(Material for this task begins)

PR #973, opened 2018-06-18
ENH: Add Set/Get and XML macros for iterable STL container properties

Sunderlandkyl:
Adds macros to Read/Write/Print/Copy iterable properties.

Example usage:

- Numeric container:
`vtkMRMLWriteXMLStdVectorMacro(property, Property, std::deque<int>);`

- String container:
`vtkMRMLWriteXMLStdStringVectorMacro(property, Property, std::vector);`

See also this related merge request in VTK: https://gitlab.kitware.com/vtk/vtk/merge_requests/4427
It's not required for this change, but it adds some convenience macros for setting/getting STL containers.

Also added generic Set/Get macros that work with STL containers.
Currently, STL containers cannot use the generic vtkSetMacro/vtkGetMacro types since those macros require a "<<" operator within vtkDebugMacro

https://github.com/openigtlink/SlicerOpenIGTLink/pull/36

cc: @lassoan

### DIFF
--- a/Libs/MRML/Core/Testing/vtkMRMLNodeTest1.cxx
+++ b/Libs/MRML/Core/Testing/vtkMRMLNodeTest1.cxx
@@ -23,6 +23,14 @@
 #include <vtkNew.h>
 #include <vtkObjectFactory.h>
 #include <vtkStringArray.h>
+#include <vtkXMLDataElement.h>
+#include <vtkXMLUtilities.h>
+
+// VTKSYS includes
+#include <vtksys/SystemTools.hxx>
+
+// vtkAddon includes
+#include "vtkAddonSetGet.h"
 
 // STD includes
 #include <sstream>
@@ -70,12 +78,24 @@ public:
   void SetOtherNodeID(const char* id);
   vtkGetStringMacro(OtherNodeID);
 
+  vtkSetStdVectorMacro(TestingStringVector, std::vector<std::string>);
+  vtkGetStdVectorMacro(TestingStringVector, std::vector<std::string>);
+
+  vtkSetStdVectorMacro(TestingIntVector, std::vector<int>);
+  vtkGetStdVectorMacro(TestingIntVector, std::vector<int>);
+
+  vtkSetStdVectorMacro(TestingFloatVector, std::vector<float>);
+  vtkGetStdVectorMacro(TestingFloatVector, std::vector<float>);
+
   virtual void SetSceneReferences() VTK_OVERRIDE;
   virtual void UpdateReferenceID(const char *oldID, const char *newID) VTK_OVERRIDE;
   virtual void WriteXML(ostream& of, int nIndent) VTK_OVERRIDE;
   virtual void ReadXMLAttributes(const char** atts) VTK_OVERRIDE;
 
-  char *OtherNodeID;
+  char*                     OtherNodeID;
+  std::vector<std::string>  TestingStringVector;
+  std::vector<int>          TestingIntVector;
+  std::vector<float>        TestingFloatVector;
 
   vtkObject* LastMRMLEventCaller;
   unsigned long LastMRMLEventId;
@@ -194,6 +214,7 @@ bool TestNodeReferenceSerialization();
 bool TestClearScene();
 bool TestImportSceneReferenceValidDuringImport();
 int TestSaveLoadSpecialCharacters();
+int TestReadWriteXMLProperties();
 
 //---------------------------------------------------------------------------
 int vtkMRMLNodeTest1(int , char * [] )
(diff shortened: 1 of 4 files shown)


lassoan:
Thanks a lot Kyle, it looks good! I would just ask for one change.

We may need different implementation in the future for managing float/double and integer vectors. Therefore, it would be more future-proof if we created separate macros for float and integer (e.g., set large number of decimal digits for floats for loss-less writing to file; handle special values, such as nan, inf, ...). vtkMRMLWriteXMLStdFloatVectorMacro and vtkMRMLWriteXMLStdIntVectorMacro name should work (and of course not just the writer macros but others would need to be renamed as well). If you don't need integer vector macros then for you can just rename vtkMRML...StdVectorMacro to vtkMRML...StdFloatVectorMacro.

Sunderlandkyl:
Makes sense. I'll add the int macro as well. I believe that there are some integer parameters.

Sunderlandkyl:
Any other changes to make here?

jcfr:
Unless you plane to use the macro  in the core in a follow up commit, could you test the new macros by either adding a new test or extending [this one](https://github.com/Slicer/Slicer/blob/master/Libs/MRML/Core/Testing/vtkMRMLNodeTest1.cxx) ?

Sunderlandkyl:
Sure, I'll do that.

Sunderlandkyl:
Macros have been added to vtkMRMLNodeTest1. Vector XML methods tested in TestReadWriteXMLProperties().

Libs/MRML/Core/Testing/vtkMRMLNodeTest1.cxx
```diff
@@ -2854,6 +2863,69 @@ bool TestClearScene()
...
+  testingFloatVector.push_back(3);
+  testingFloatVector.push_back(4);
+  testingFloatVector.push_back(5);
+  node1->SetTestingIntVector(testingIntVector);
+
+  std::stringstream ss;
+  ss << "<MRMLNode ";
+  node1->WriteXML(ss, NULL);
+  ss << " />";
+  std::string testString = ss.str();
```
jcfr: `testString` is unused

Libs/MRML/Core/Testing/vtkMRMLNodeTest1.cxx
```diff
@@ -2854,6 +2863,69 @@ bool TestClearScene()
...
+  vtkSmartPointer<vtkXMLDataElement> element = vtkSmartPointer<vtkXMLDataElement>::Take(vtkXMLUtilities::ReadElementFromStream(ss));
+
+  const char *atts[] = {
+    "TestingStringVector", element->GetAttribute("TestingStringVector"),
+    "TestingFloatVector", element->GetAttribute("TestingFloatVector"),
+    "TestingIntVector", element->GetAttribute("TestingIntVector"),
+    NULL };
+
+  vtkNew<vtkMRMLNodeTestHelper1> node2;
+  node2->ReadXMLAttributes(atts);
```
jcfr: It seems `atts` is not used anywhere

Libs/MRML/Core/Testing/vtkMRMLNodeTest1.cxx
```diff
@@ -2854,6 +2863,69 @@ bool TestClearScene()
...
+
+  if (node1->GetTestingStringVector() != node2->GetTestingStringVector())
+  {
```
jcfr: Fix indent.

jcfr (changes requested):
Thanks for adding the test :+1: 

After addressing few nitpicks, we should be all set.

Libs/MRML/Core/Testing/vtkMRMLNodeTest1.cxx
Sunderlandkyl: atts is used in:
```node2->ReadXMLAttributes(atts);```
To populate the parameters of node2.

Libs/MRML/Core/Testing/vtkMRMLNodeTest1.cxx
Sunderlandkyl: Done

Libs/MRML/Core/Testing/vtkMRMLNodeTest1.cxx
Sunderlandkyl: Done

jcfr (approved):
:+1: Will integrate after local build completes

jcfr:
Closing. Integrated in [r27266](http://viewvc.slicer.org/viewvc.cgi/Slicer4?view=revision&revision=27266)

(Material for this task ends)
(Material for this task begins)

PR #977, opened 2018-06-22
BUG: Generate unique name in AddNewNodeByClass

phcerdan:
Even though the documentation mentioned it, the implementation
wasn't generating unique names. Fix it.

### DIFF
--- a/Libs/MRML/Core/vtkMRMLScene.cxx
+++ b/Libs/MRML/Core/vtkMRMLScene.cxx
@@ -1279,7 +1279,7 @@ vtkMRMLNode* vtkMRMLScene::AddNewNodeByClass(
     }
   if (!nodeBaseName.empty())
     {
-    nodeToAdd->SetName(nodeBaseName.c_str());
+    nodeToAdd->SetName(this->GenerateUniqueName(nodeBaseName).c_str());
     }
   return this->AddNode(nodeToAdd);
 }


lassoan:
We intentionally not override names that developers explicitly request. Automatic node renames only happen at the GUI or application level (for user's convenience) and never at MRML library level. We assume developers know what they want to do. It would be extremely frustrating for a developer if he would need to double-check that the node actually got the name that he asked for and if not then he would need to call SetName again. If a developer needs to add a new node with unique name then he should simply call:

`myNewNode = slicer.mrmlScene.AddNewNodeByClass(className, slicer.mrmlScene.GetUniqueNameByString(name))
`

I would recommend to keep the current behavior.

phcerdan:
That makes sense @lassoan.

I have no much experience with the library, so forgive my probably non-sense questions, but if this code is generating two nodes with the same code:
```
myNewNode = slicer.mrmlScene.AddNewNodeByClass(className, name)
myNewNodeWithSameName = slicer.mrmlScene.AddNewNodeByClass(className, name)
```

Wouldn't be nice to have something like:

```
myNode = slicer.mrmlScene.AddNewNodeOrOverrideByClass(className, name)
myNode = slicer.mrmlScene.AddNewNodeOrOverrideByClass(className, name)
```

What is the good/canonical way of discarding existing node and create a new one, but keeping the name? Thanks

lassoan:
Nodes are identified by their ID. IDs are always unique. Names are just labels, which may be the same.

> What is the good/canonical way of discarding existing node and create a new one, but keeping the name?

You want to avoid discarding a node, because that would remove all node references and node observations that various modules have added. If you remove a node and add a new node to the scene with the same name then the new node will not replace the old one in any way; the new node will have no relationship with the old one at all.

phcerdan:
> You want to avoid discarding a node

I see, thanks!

(Material for this task ends)

*Task requirements*
Wherever the string "need" appears in the entries, copy that line.

*Reply to the task*
We may need different implementation in the future for managing float/double and integer vectors. Therefore, it would be more future-proof if we created separate macros for float and integer (e.g., set large number of decimal digits for floats for loss-less writing to file; handle special values, such as nan, inf, ...). vtkMRMLWriteXMLStdFloatVectorMacro and vtkMRMLWriteXMLStdIntVectorMacro name should work (and of course not just the writer macros but others would need to be renamed as well). If you don't need integer vector macros then for you can just rename vtkMRML...StdVectorMacro to vtkMRML...StdFloatVectorMacro.
We intentionally not override names that developers explicitly request. Automatic node renames only happen at the GUI or application level (for user's convenience) and never at MRML library level. We assume developers know what they want to do. It would be extremely frustrating for a developer if he would need to double-check that the node actually got the name that he asked for and if not then he would need to call SetName again. If a developer needs to add a new node with unique name then he should simply call:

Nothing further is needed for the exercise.